PR #1810, opened 2026-07-11
fix(ika-node): enforce minimum CPU only for validators on testnet/mainnet

omersadika:
## Why

`enforce-minimum-cpu` was a pure compile-time feature applied to **every** `ika-node` binary (validator, fullnode, notifier — they share the crate's feature set) on **every** network. With default features, any node on a <16-core host panicked at startup, and rayon reserved `TOKIO_ALLOCATED_CORES` (4) even where the MPC load doesn't warrant it.

## What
━━━━━━━━━━━━━━━━━━━━
Assignment:
Retype all of the material above with every character intact.

Exercise result:
PR #1810, opened 2026-07-11
fix(ika-node): enforce minimum CPU only for validators on testnet/mainnet

omersadika:
## Why

`enforce-minimum-cpu` was a pure compile-time feature applied to **every** `ika-node` binary (validator, fullnode, notifier — they share the crate's feature set) on **every** network. With default features, any node on a <16-core host panicked at startup, and rayon reserved `TOKIO_ALLOCATED_CORES` (4) even where the MPC load doesn't warrant it.

## What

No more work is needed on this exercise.